Extracted data
PR #121, opened 2020-07-03
[soft-224] Smoke bts7200

tristanle22:
Smoke test for BTS7200

- Periodically read and log the current readings from user selected bts7200 channels
- Had to copy some power distribution header and source filee to use the current hardware configs


projects/smoke_bts7200/src/main.c
```diff
@@ -0,0 +1,80 @@
...
+
+// Smoke test settings. Can be modified to fit testing purpose.
+#define CURRENT_MEASURE_INTERVAL_MS 500  // Set wait time between each set of readings
+#define IS_FRONT_POWER_DISTRO true       // Set whether to test FRONT or REAR power distro
+
+// Number of channels to be tested, MUST match the number of elements in test_channels
+#define NUM_TEST_CHANNELS 8
+// Set of channels to be tested, the number of elements MUST match NUM_TEST_CHANNELS.
+// Range of channels: 0-7
+static uint8_t test_channels[NUM_TEST_CHANNELS] = { 0, 1, 2, 3, 4, 5, 6, 7 };
```
copperium, line 24: As far as I can tell, the purpose of the `test_channels` array is to allow the smoketest user to exclude some BTS7200s from the test. In that case, you should make it clear that the "channels" are indices of BTS7200s in the front/rear HW config, and you should make the purpose of the array clear.

(Also, `test_channels` should be prefixed with `s_` since it's static, and I don't see a need for the `NUM_TEST_CHANNELS` define: can't you just use `SIZEOF_ARRAY(test_channels)` each time?)

projects/smoke_bts7200/src/main.c
```diff
@@ -0,0 +1,80 @@
...
+
+  PowerDistributionCurrentHardwareConfig s_hw_config =
+      IS_FRONT_POWER_DISTRO ? FRONT_POWER_DISTRIBUTION_CURRENT_HW_CONFIG
+                            : REAR_POWER_DISTRIBUTION_CURRENT_HW_CONFIG;
+
+  // Initialize the PCA9539R on every I2C address specified
+  for (uint8_t i = 0; i < s_hw_config.num_dsel_i2c_addresses; i++) {
+    status_ok_or_return(
+        pca9539r_gpio_init(s_hw_config.i2c_port, s_hw_config.dsel_i2c_addresses[i]));
+  }
```
copperium, line 55: You don't need to initialize the PCA9539Rs, `bts_7200_init_pca9539r` does that for you.

projects/smoke_bts7200/src/main.c
```diff
@@ -0,0 +1,80 @@
...
+  };
+
+  for (uint8_t i = 0; i < NUM_TEST_CHANNELS; i++) {
+    // check that the currents are valid
+    if (s_hw_config.bts7200s[test_channels[i]].current_0 >= NUM_POWER_DISTRIBUTION_CURRENTS ||
+        s_hw_config.bts7200s[test_channels[i]].current_1 >= NUM_POWER_DISTRIBUTION_CURRENTS) {
+      return status_code(STATUS_CODE_INVALID_ARGS);
+    }
+
+    bts_7200_settings.select_pin = &s_hw_config.bts7200s[test_channels[i]].dsel_pin;
```
copperium, line 70: You also need to define `bts_7200_settings.i2c_port`.

projects/smoke_bts7200/src/main.c
```diff
@@ -0,0 +1,80 @@
...
+#define CURRENT_MEASURE_INTERVAL_MS 500  // Set wait time between each set of readings
+#define IS_FRONT_POWER_DISTRO true       // Set whether to test FRONT or REAR power distro
+
+// Number of channels to be tested, MUST match the number of elements in test_channels
+#define NUM_TEST_CHANNELS 8
+// Set of channels to be tested, the number of elements MUST match NUM_TEST_CHANNELS.
+// Range of channels: 0-7
+static uint8_t test_channels[NUM_TEST_CHANNELS] = { 0, 1, 2, 3, 4, 5, 6, 7 };
+
+static Bts7200Storage s_bts7200_storages[NUM_TEST_CHANNELS];
```
copperium, line 26: For the point about `NUM_TEST_CHANNELS` earlier: you can probably define a `MAX_TEST_CHANNELS` constant with the maximum number of distinct channels (probably 8) and use that here instead of `NUM_TEST_CHANNELS`. You'll have a few unused storages if the size of `test_channels` is less than the maximum but that's ok.

projects/smoke_bts7200/src/main.c
```diff
@@ -0,0 +1,80 @@
...
+  Bts7200Pca9539rSettings bts_7200_settings = {
+    .sense_pin = &s_hw_config.mux_address.mux_output_pin,
+  };
+
+  for (uint8_t i = 0; i < NUM_TEST_CHANNELS; i++) {
+    // check that the currents are valid
+    if (s_hw_config.bts7200s[test_channels[i]].current_0 >= NUM_POWER_DISTRIBUTION_CURRENTS ||
+        s_hw_config.bts7200s[test_channels[i]].current_1 >= NUM_POWER_DISTRIBUTION_CURRENTS) {
+      return status_code(STATUS_CODE_INVALID_ARGS);
+    }
```
copperium, line 68: Not sure why you're checking the validity of the current field in the HW config, it's just used in power distribution for determining what data point each BTS7200 is collecting (i.e. which board/light's current it is). You don't seem to use it in the smoke test.

projects/smoke_bts7200/src/main.c
```diff
@@ -0,0 +1,80 @@
+// A simple smoke test for BTS7200
+
+// Periodically take reading from user selected channels and log the result
+// Configurable items: wait time, FRONT or REAR power distro selection, channels to be tested
+#include "bts_7200_current_sense.h"
+#include "current_measurement.h"
+#include "current_measurement_config.h"
```
copperium, line 7: Nit: I'd prefer if you also include `pca9539r_gpio_expander.h` even though it's imported in `bts_7200_current_sense.h` just because it defines symbols used in this file.

projects/smoke_bts7200/inc/current_measurement.h
```diff
@@ -0,0 +1,68 @@
...
+  // Data of all BTS7200s from which to read
+  PowerDistributionBts7200Data *bts7200s;
+  uint8_t num_bts7200_channels;  // length of preceding array
+
+  // Data of all BTS7040/7008s from which to read
+  PowerDistributionBts7040Data *bts7040s;
+  uint8_t num_bts7040_channels;  // length of preceding array
+
+  MuxAddress mux_address;
+} PowerDistributionCurrentHardwareConfig;
```
copperium, line 46: This is the only section of this header file you actually need, all the rest isn't used in the smoke test.

projects/smoke_bts7200/inc/currents.h
```diff
@@ -0,0 +1,57 @@
...
+  REAR_POWER_DISTRIBUTION_CURRENT_SPARE_4,
+  REAR_POWER_DISTRIBUTION_CURRENT_SPARE_5,
+  REAR_POWER_DISTRIBUTION_CURRENT_SPARE_6,
+  REAR_POWER_DISTRIBUTION_CURRENT_SPARE_7,
+  REAR_POWER_DISTRIBUTION_CURRENT_SPARE_8,
+  REAR_POWER_DISTRIBUTION_CURRENT_SPARE_9,
+  REAR_POWER_DISTRIBUTION_CURRENT_SPARE_10,
+
+  NUM_POWER_DISTRIBUTION_CURRENTS,
+} PowerDistributionCurrent;
```
copperium, line 57: Since you aren't using this enum in the smoke test, I think you could get away with removing this file and removing `.current_0` and `.current_1` from each entry in the config file. The fields would be set to garbage, but that doesn't matter since you aren't using them.

projects/smoke_bts7200/src/current_measurement_config.c
```diff
@@ -0,0 +1,212 @@
...
+          POWER_DISTRIBUTION_I2C_ADDRESS_0,  //
+          POWER_DISTRIBUTION_I2C_ADDRESS_1,  //
+      },
+  .num_dsel_i2c_addresses = 2,
+  .bts7200s =
+      (PowerDistributionBts7200Data[]){
+          {
+              .dsel_pin = FRONT_PIN_LEFT_RIGHT_CAM_DSEL,
+              .current_0 = FRONT_POWER_DISTRIBUTION_CURRENT_LEFT_CAMERA,
+              .current_1 = FRONT_POWER_DISTRIBUTION_CURRENT_RIGHT_CAMERA,
```
copperium, line 21: Like I commented above, I think you can remove these from each entry in this file. This will cut down on the unnecessary code.

projects/smoke_bts7200/src/current_measurement_config.c
```diff
@@ -0,0 +1,212 @@
...
+          {
+              .current = REAR_POWER_DISTRIBUTION_CURRENT_SPARE_6,
+              .mux_selection = 3,
+          },
+          {
+              .current = REAR_POWER_DISTRIBUTION_CURRENT_SPARE_7,
+              .mux_selection = 5,
+          },
+      },
+  .num_bts7040_channels = 6,
```
copperium, line 198: Since this isn't a BTS7040 smoke test, you can remove this since you aren't using it.

projects/smoke_bts7200/inc/current_measurement.h
copperium: You could also probably just move this struct to `current_measurement_config.h` and delete this whole file.

projects/smoke_bts7200/src/main.c
tristanle22: True I definitely should make it clearer what `test_channels` does. I always thought the size of array is required when declaring it, but I guess I could do `static uint_8 test_channels_s[] = {0,1,2,3,4,5,6,7}`

PR #122, opened 2020-07-06
[SOFT-211] sense_mppt

copperium:
Every sense cycle, `sense_mppt` reads the current, voltage, PWM, and status from each MPPT. It stores the current/voltage/PWM and the CR bit of the status in the data store, then checks the status byte for faults and raises a fault event if it finds any.

Note that this is *slightly* incompatible with `sense_mcp3427`, in that I moved `SolarMpptCount` to a new module `solar_boards.h` to avoid a circular dependency between `sense_mppt` and `solar_config`, so whenever one gets merged the other will have to be updated.


projects/solar/src/sense_mppt.c
```diff
@@ -0,0 +1,76 @@
...
+  if (spv1020_is_overvoltage(status)) {
+    event_raise(SOLAR_FAULT_EVENT_MPPT_OVERVOLTAGE, mppt);
+  }
+  if (spv1020_is_overtemperature(status)) {
+    event_raise(SOLAR_FAULT_EVENT_MPPT_OVERTEMPERATURE, mppt);
+  }
+}
+
+static void prv_sense_cycle_callback(void *context) {
+  uint8_t mppt = *(uint8_t *)context;
```
g-jessmuir, line 31: do you think it makes sense to `typedef uint8_t Mppt`?

projects/solar/inc/sense_mppt.h
```diff
@@ -0,0 +1,17 @@
+#pragma once
+
+// Implementation of sense for reading from the MPPTs.
+// Requires the event queue, GPIO, SPI, and the data store to be initialized.
```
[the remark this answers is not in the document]
copperium: We'll use the `mppt` module (which requires SPI) later for turning off/on MPPTs for recovering from faults in `solar_fsm`, so all SPI usage isn't actually owned by this module. Come to think of it, `sense_mppt` shouldn't own `mppt` either for the same reason. I'll move the `mppt` initialization out.

projects/solar/src/sense_mppt.c
copperium: I think that makes sense.

PR #123, opened 2020-07-06
[SOFT-189] DRV120 relay driver

hewittmcg:


libraries/ms-drivers/inc/drv120_relay.h
```diff
@@ -0,0 +1,16 @@
+#pragma once
+
+// Driver for the DRV120 relay
+// Requires GPIO and status to be initialized
```
copperium, line 4: `status` doesn't need to be initialized, so we shouldn't say it has to be initialized.

libraries/ms-drivers/inc/drv120_relay.h
```diff
@@ -0,0 +1,16 @@
...
+
+#include "gpio.h"
+#include "status.h"
+
+// Storage for GPIO pin to enable relay
+GpioAddress relay_pin;
```
copperium, line 10: This should be declared in the `.c` file and should be static (and be prefixed with `s_`). It's the module's internal storage, so it doesn't need to be exported.

libraries/ms-drivers/inc/drv120_relay.h
```diff
@@ -0,0 +1,16 @@
...
+
+StatusCode drv120_relay_init(GpioAddress *pin);
```
copperium, line 12: For this function it'd be nice to have a brief explanatory comment about what it does and what `pin` is - it's the enable pin on the DRV120. You should also say that the relay defaults to closed as soon as this function is called.

libraries/ms-drivers/test/test_drv120_relay.c
```diff
@@ -0,0 +1,38 @@
+// Brief test sequence for DRV120
+
+#include "drv120_relay.h"
+#include "log.h"
+#include "ms_test_helpers.h"
+
+// Pin used to enable/disable relay
+const GpioAddress TEST_DRV120_PIN = { GPIO_PORT_A, 8 };
```
copperium, line 8: This should be `static`, lowercase, and prefixed with `s_`.

libraries/ms-drivers/test/test_drv120_relay.c
```diff
@@ -0,0 +1,38 @@
...
+void teardown_test(void) {}
+
+void test_drv120_relay(void) {
+  // Variable used later to get GPIO state
+  GpioState state = GPIO_STATE_LOW;
+
+  LOG_DEBUG("Initializing relay \n");
+  TEST_ASSERT_OK(drv120_relay_init(&TEST_DRV120_PIN));
+
+  // Port should initialize to low: relay closed
```
copperium, line 23: Don't you mean it should initialize to **high**?

libraries/ms-drivers/test/test_drv120_relay.c
```diff
@@ -0,0 +1,38 @@
...
+  gpio_init();
+}
+
+void teardown_test(void) {}
+
+void test_drv120_relay(void) {
+  // Variable used later to get GPIO state
+  GpioState state = GPIO_STATE_LOW;
+
+  LOG_DEBUG("Initializing relay \n");
```
copperium, line 20: Minor nit: you don't need the space in front of the \n here and in the other logs.

libraries/ms-drivers/src/drv120_relay.c
```diff
@@ -1,24 +1,30 @@
 #include "drv120_relay.h"
 
-// Initialize pin for output
+
+// Storage for EN pin on DRV120 to open/close relay
+static GpioAddress s_relay_pin;
+
+// Initialize pin for output to open/close relay
+// Pin taken in is the EN pin on the DRV120: high = closed, low = open
+// Relay defaults closed on initialization
```
copperium, line 9: Nit: this should go in the header file since it's useful for users of the module - you shouldn't have to look in the implementation file to see the documentation.

libraries/ms-drivers/test/test_drv120_relay.c
```diff
@@ -5,10 +5,11 @@
 #include "ms_test_helpers.h"
 
 // Pin used to enable/disable relay
-const GpioAddress TEST_DRV120_PIN = { GPIO_PORT_A, 8 };
+static GpioAddress s_test_drv120_pin = { GPIO_PORT_A, 8 };
```
copperium, line 8: Minor nit: I think it's ok for this to be `static const` since it's still constant.

PR #710, opened 2023-01-31
Add customPlaybooks to autogenerated yaml

aantn:
Instead of generating example yaml like:

```yaml
triggers:
  - foo
actions:
  - bar
```

Now we generate yaml like:

```yaml
customPlaybooks:
- triggers: 
   - foo
   actions:
   - bar
```

This change is due to real world confusion I saw :)


arikalon1 (approved):
LGTM

PR #717, opened 2023-02-05
add ttl option to ui sink and cluster status

RoiGlinik:
default for 6 months.

There is an option to use Interval type from Postgres but not sure its necessary.

### DIFF
--- a/src/robusta/core/model/cluster_status.py
+++ b/src/robusta/core/model/cluster_status.py
@@ -7,3 +7,4 @@ class ClusterStatus(BaseModel):
     version: str
     last_alert_at: Optional[str]  # ts
     light_actions: List[str]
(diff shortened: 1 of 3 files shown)


src/robusta/core/model/cluster_status.py
```diff
@@ -7,3 +7,4 @@ class ClusterStatus(BaseModel):
     version: str
     last_alert_at: Optional[str]  # ts
     light_actions: List[str]
+    ttl_hours: int = 4380  # Time before unactive cluster data is deleted. 6 Months default.
```
arikalon1, line 10: Don't think we want the default value here

arikalon1 (approved):
LGTM
Please just add a short description to the sink docs

PR #720, opened 2023-02-06
Update webhook.rst

Aref-Riant:
shouldn't it be sinks?


arikalon1 (approved):
Yes, you're right
Thanks @Aref-Riant

PR #723, opened 2023-02-06
Fix cpu graphs by adding label + correct units

LeaveMyYard:
- Added new ChartValuesFormat for CPU Usage
- Added chart label factories for CPU


arikalon1 (approved):
LGTM

PR #725, opened 2023-02-09
Feature: Playbook base64 encoded values

pavangudiwada:
Users can use base64 encoded keys with **external playbooks repos** and **git change audit** action.

### DIFF
--- a/playbooks/robusta_playbooks/git_change_audit.py
+++ b/playbooks/robusta_playbooks/git_change_audit.py
@@ -12,7 +12,10 @@ from robusta.api import (
     KubernetesAnyChangeEvent,
     action,
     is_matching_diff,
+    is_base64_encoded
 )
+import base64
+import logging
 
 
 class GitAuditParams(ActionParams):
@@ -24,6 +27,14 @@ class GitAuditParams(ActionParams):
 
     :example git_url: "git@github.com:arikalon1/robusta-audit.git"
     """
+
+    def post_initialization(self):
+        secret_key = self.git_key.get_secret_value()
+
+        if is_base64_encoded(secret_key): 
+            self.git_key = SecretStr(base64.b64decode(secret_key).decode("utf-8"))
+        else:
+            self.git_key = SecretStr(secret_key)
 
     cluster_name: str
     git_url: str
@@ -44,6 +55,7 @@ skipped_kinds: List[str] = [
     "ClusterRole",
     "ClusterRoleBinding",
     "ServiceAccount",
+    "ConfigMap"
 ]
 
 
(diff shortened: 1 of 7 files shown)


playbooks/robusta_playbooks/git_change_audit.py
```diff
@@ -64,38 +76,42 @@ def git_change_audit(event: KubernetesAnyChangeEvent, action_params: GitAuditPar
...
+            if obj_diff(event.obj.spec, old_spec, action_params.ignored_changes):  # we have a change in the spec
+                git_repo.commit_push(
+                    hikaru.get_yaml(event.obj.spec),
+                    path,
+                    name,
+                    f"Update {event.obj.kind} named {event.obj.metadata.name} on namespace {namespace}",
+                    action_params.cluster_name,
+                )
+    except Exception as e:
+        logging.exception(e)
```
arikalon1, line 116: Don't think we need that
The exc_info logs the stack trace

src/robusta/utils/base64_utils.py
```diff
@@ -0,0 +1,14 @@
+import base64
+import logging
+
+
+def is_base64_encoded(value: str) -> bool:
+    try:
+        if base64.b64encode(base64.b64decode(value)) == bytes(value, 'utf-8'):  # key is b64
```
arikalon1, line 7: I think you can just do:
`return base64.b64encode(base64.b64decode(value)) == bytes(value, 'utf-8')`  # value is b64

src/robusta/utils/base64_utils.py
```diff
@@ -0,0 +1,14 @@
...
+            return True
+        else:
+            return False
+    except Exception as e:
+        logging.error("Error during base64 check")
```
arikalon1, line 12: I don't think we need to print anything here
It's not a real error
When we get a value which isn't b64, we expect that to happen. It's just a way to test if value is b64 encoded
Printing this as errors will just spam the logs

arikalon1 (approved):
Nice work!

Left some minor comments
Please add the relevant information to the docs, on how to use the b64 encoded values, and also how to create it, from the multi line keys.

src/robusta/utils/base64_utils.py
pavangudiwada: Understood, fixed.

src/robusta/utils/base64_utils.py
pavangudiwada: Fixed

playbooks/robusta_playbooks/git_change_audit.py
pavangudiwada: Got it.

PR #726, opened 2023-02-09
create generic resource event enricher

RoiGlinik:


RoiGlinik:
@arikalon1  I did some major changed. regarding your question.
1. No, it could be, requires some changes in some places. I blocked some of them for now. 
2. Yes it works.
I added support for fetching related pods as well for some of the resources. add object column and merged it in the table for the UI. an example:
image

PR #729, opened 2023-02-12
slack add support for additional cert

RoiGlinik:
When adding custom cert, use the same store in slack ssl context


arikalon1 (approved):
LGTM

PR #730, opened 2023-02-14
Fix config load order bug with LA

Avi-Robusta:


Avi-Robusta:
it was solved by the order change

this `runner_config.light_actions if runner_config.light_actions else [] ` is incase someone messes with the config and removes it all together(or adds a typo there) to make sure there wont be issues with the sinks being configured

arikalon1 (approved):
LGTM

PR #737, opened 2023-02-17
run discovery in batches

arikalon1:
Changed discovery to work in batches for bigger clusters
Not throwing error in case of no rsa keys
Removed forwarder events of ReplicationController (not supported on runner, and not in use)

### DIFF
--- a/src/robusta/core/discovery/discovery.py
+++ b/src/robusta/core/discovery/discovery.py
@@ -23,6 +23,8 @@ from kubernetes.client import (
 )
 from pydantic import BaseModel
 
+from robusta.core.model.cluster_status import ClusterStats
+from robusta.core.model.env_vars import DISCOVERY_MAX_BATCHES, DISCOVERY_BATCH_SIZE
 from robusta.core.discovery import utils
 from robusta.core.model.jobs import JobInfo
 from robusta.core.model.namespaces import NamespaceInfo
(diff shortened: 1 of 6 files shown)


src/robusta/core/discovery/discovery.py
```diff
@@ -70,87 +72,132 @@ def discovery_process() -> DiscoveryResults:
...
-                ]
-            )
         except Exception:
             logging.error(
                 "Failed to run periodic service discovery",
                 exc_info=True,
             )
 
-        # discover nodes
+        # discover nodes - no need for batching. Number of nodes is not big enough
```
Avi-Robusta, line 200: Bug-
nodes uses `pod_items` for getting the pods list so it will need batching too.
the pod_items here will only be the last batch run in the pods discovery so the rest of the pods will be missing in discovery

src/robusta/core/discovery/discovery.py
```diff
@@ -70,87 +72,132 @@ def discovery_process() -> DiscoveryResults:
...
+                if not continue_ref:
+                    break
+
+            # discover pods
+            continue_ref = None
+            for _ in range(DISCOVERY_MAX_BATCHES):
+                pods: V1PodList = client.CoreV1Api().list_pod_for_all_namespaces(
+                    limit=DISCOVERY_BATCH_SIZE, _continue=continue_ref
+                )
+                pod_items = pods.items
```
Avi-Robusta, line 175: add node_requests in this loop since pod_items gets overwritten and we only need a little data in the pod for the node

src/robusta/core/discovery/discovery.py
```diff
@@ -169,28 +216,37 @@ def discovery_process() -> DiscoveryResults:
...
+                        job_labels = job.spec.selector.match_labels
+                    elif job.metadata.labels:
+                        job_name = job.metadata.labels.get("job-name", None)
+                        if job_name:
+                            job_labels = {"job-name": job_name}
+
+                    if job_labels:  # add job pods only if we found a valid selector
+                        job_pods = [
+                            pod.metadata.name
+                            for pod in pod_items
```
Avi-Robusta, line 237: also will not be all pods, pod_items is only last batch of pods

src/robusta/core/discovery/discovery.py
Avi-Robusta: also might want to try to match pod to job here too

src/robusta/core/discovery/discovery.py
Avi-Robusta: might need to move job discovery before pod inorder to detect if a pod is related to a job

src/robusta/core/model/cluster_status.py
```diff
@@ -1,10 +1,21 @@
...
+
+
 class ClusterStatus(BaseModel):
     account_id: str
     cluster_id: str
     version: str
     last_alert_at: Optional[str]  # ts
     light_actions: List[str]
     ttl_hours: int
+    stats: ClusterStats
```
Avi-Robusta, line 21: reminder to add pr to git storage

arikalon1: done

src/robusta/core/discovery/discovery.py
arikalon1: fixed

src/robusta/core/discovery/discovery.py
arikalon1: fixed

src/robusta/core/discovery/discovery.py
arikalon1: fixed

Avi-Robusta (approved):
Looks good, handles errors really well. (I ran some tests) 

I was a bit concerned about storing all pod metadata but I calculated worst case scenario and its like ~20MB so its nothing.

One last thing the cluster stats are in the logs now (because of cluster status) so you will see this every five minutes.

cluster status {'account_id': '****', 'cluster_id': 'TestCluster', 'version': '0.0.0', 'light_actions': 29, 'ttl_hours': 4380, 'stats': {'deployments': 14, 'statefulsets': 2, 'daemonsets': 18, 'replicasets': 32, 'pods': 67, 'nodes': 4, 'jobs': 12}, 'updated_at': 'now()'}

I personally like it since it gives useful cluster information but you might feel like its noisy so i wanted to point it out

PR #745, opened 2023-02-22
Job restart on oomkilled

wahajXgrid:
### Issue

[Restart job on OOM kill and give it higher memory limits/requests ](https://github.com/robusta-dev/robusta/issues/551)

### Description

Kubernetes job can be failed due to oomkilled and sometimes the solution is to increase its container resources. This action will trigger when oomkilled occurs and restart the job with the given memory increment.
To prevent an infinite loop of the job's pod crashing and getting more memory this action takes the "Max" resource parameter from the user.

### Checklist
- [x] Manually tested
- [x] Made sure the title of the PR is a good description that can go into the release notes (if applicable)
- [x] Every function, interface, and class has a comment describing what it does and the input/output parameters


Sheeproid (approved):
Nice 👍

Task objective
Could you restate word for word the lines above, from the one that contains "Job restart on oomkilled" through the one that contains "- [x] Every", and no others?

Response to this task
Job restart on oomkilled

wahajXgrid:
### Issue

[Restart job on OOM kill and give it higher memory limits/requests ](https://github.com/robusta-dev/robusta/issues/551)

### Description

Kubernetes job can be failed due to oomkilled and sometimes the solution is to increase its container resources. This action will trigger when oomkilled occurs and restart the job with the given memory increment.
To prevent an infinite loop of the job's pod crashing and getting more memory this action takes the "Max" resource parameter from the user.

### Checklist
- [x] Manually tested
- [x] Made sure the title of the PR is a good description that can go into the release notes (if applicable)
- [x] Every function, interface, and class has a comment describing what it does and the input/output parameters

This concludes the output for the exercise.